Available data
╭──

PR #431, opened 2021-05-14
fix: [CDS-299] mentioned users

imtoori:


packages/stream_chat/lib/src/models/reaction.dart
```diff
@@ -50,7 +50,7 @@ class Reaction {
 
   /// Reaction custom extraData
   @JsonKey(includeIfNull: false)
-  final Map<String, Object>? extraData;
+  final Map<String, Object?>? extraData;
```
xsahil03x, line 53: should we make this non-nullable too?

d3xvn (approved):
LGTM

╰──

Problem
A single number is the answer: how many lines of the entries above contain "extraData"?

Written answer
3